20.10.09

Domingo feira

Domingo de manhã, resolvo ir à feira livre com a minha mãe. Só pra constatar mais uma vez: aquilo não é lugar pra mim. E eu estou cansada de saber disso, mas de vez em quando vou lá confirmar. Dessa vez ainda levei Cacá, no sol, no calor, no braço. E fui só de acompanhante, mesmo, nem comprei nada.

A feira livre pode ser absorvida por todos os sentidos. Dúvida?

Audição: De cara, alguém cantava no CD alternativo: "Sou eu... Esse alguém sou eeeeeeu". Acho que era assim. Não-sei-quem-lá e Mateus, me parece.

Mais na frente um menino de uns 12 anos gritava loucamente "#*&$#&%¨#&¨$#&¨$&@*&#¨$ 15 laranjas é um real". Não entendi o início, mas era a cara de Zezé Di Carmago na rodoviária.

O tio: "Aqui dona! É vermelha e doce! É vermelha e doce!" Era uma melancia, pervertidos...

E a tia: "Feijãozim verde, dona? Coloco aqui pra você, um litro mais uma mãozada ". Sai de baixo, moss. Quero lá saber de mãozada...

Visão: Tá. É colorido. Mamões e abóboras maduros são bonitos. Mas não me agrada ver frutas se perdendo. Sempre fico pensando na angústia que deve ser a vida de uma maçã que tem um furinho. Todas sendo levadas e ela lá... jogada. Cada um que examina é uma chance a menos de ser levada. Sério! Quase levo as maçãs furadinhas pra casa, de tanta pena que fico. Quase!

Os velhinhos e velhinhas. Tem tanto idoso na feira, vendendo coisinhas mixas... Velhinhas magrinhas, sofridas. Geralmente elas tem dedos compridos, uma pele que é quase um couro, enrugadas. Algumas carregam caixas, ou ficam agachadas perto dos montinhos de maxixe, quiabo e chuchu. Fico imaginando se um dia todas as velhinhas do mundo estarão "com a vida ganha", vivendo como devem - trabalhando se quiserem, mas sem exigir mais do corpo do que ele aguenta.

Gente. É tanta gente, mas tanta... Meu Deus! Se Cacá sumir no meio desse povo, como é que eu acho??

Olfato: Cheiro de manga é uma delícia. Mas só se for manga-rosa porque, sério, numa feira livre não encoste numa manga de camisa. Se for uma camiseta sem manga, corra. Se for masculina, torça pra ser abduzida. Na verdade, o cheiro me parece um massa marrom que envolve tudo até um metro acima das nossas cabeças.

Depois tem o cheiro de fruta estragada, de gordura fritando, às vezes até de galinha...

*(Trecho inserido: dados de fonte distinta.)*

PR #780, opened 2024-09-20
Feature/replace require ascii with utf8

### LINKED ISSUE #768: Replace require-ascii check with require-utf8 check
### What's the issue?

This should be a simple change; just delete the lines from require-ascii that check that each character is in the ASCII range.

This was brought up as the performance monitoring code wants to use the `±` character, which is not in the ASCII range.

rg936672:
### PR Type

- CI related changes

### Description

Closes #768. This PR replaces the require-ascii hook with a require-utf8 hook. Instead of requiring all text files are ASCII, it instead requires that they are valid UTF-8.

### How Has This Been Tested?

Pre-commit passes. Introducing an invalid file (e.g. an image file) to the repo causes it to fail.

No (CI changes only.)


pc532627 (approved):
Changes look good - if the workflows finish and pass I'll merge into develop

Paladar: O óleo em que a tia fritava os pastéis era preto. Não tive coragem de comer nada. Procurei uma água de côco, mas desisti. Os biscoitos de polvilho, avoadores, me chamaram a atenção. Mas não ia comprar, achei melhor não experimentar...

No barzinho, a coca-cola mais gostosa que já vi alguém tomar. O menino tinha uns oito anos. Camisa do flamengo, chinelo velho, bermudinha. Vai ver chegou cedo, trabalhou igual gente grande. A feira foi boa e o pai fez um luxo: comprou uma coca-de-600 pra dois. O copinho tipo americano parecia um troféu, juro. E ele lá, todo digno, bebendo aos pouquinhos.

Tato: Essa é a parte mais dureza pra mim. Não tenho mais idade pra muvuca, não. Se alguém me passa a mão?? E você escorrega num bagaço de laranja. E rala a perna no carrinho que o velhinho puxa. E alguém passa uma sacola molhada no seu braço. E é um tal de aperta manga, maçã, laranja, pimentão... Um calor da zooooorra. Cara, como uma abóbora pode pesar tanto???

Mas, na verdade, nada disso conseguiu derrubar meu bom humor. Dei muita risada de Cacá escolhendo laranja. (Uma delas caiu embaixo da banca. Confesso: deixei lá. Pensei no desperdício de comida, nas frutas estragando, na responsabilidade sócio-ambiental e no aquecimento global. Mas a banca era baixa, e comprida. Não quis arriscar. Botar minha bunda pra cima ali? Nããão...)

Cacá ainda "comprou" uma redinha de maxixe. Nem sabe o que é, acho que nunca comeu. Mas vovó achou bonitinho ele carregando e pagou. Figurinha, com as bochechas rosadas.
Ainda ganhei um prêmio ao chegar na casa de mamãe: uma grande e cheirosa manga-rosa, fresquinha, cortada em cubinhos.

Ps.: Também fiz feira de frutas no domingo. No supermercado.